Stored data

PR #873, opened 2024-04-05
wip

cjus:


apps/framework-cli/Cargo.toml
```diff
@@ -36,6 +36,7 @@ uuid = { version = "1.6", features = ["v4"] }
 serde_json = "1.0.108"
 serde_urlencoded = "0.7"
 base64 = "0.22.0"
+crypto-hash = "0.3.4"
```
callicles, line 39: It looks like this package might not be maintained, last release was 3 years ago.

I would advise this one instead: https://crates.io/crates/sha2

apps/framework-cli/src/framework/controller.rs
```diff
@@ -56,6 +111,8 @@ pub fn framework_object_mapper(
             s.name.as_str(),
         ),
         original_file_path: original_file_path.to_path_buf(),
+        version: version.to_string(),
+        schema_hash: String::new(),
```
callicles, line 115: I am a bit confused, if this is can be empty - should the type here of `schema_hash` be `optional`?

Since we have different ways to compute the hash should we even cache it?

▶ _TASK ITEM_:
Every record above needs to be given again exactly.

▶ _RESULT BELOW_:
PR #873, opened 2024-04-05
wip

cjus:


apps/framework-cli/Cargo.toml
```diff
@@ -36,6 +36,7 @@ uuid = { version = "1.6", features = ["v4"] }
 serde_json = "1.0.108"
 serde_urlencoded = "0.7"
 base64 = "0.22.0"
+crypto-hash = "0.3.4"
```
callicles, line 39: It looks like this package might not be maintained, last release was 3 years ago.

I would advise this one instead: https://crates.io/crates/sha2

apps/framework-cli/src/framework/controller.rs
```diff
@@ -56,6 +111,8 @@ pub fn framework_object_mapper(
             s.name.as_str(),
         ),
         original_file_path: original_file_path.to_path_buf(),
+        version: version.to_string(),
+        schema_hash: String::new(),
```
callicles, line 115: I am a bit confused, if this is can be empty - should the type here of `schema_hash` be `optional`?

Since we have different ways to compute the hash should we even cache it?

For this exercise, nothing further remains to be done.